Please copy every line of the data in which the string "tree" appears.

____

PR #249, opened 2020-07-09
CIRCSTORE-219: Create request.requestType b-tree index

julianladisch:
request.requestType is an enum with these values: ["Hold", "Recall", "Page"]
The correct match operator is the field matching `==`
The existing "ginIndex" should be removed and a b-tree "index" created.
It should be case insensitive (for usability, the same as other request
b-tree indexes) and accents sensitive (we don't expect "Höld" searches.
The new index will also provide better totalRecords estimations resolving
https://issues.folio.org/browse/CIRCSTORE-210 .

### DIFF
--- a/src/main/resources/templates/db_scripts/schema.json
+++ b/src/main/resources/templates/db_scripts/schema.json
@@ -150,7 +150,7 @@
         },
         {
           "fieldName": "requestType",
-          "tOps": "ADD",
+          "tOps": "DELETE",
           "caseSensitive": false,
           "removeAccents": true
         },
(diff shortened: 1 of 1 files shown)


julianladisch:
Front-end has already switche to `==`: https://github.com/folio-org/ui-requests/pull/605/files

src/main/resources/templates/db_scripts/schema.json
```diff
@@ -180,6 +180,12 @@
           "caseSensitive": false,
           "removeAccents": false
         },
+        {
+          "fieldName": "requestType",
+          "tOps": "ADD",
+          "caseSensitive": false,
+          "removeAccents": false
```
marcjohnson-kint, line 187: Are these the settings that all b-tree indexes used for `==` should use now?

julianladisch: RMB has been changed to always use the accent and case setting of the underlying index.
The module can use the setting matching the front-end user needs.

____

▶ Response to this exercise:
CIRCSTORE-219: Create request.requestType b-tree index
The existing "ginIndex" should be removed and a b-tree "index" created.
b-tree indexes) and accents sensitive (we don't expect "Höld" searches.
marcjohnson-kint, line 187: Are these the settings that all b-tree indexes used for `==` should use now?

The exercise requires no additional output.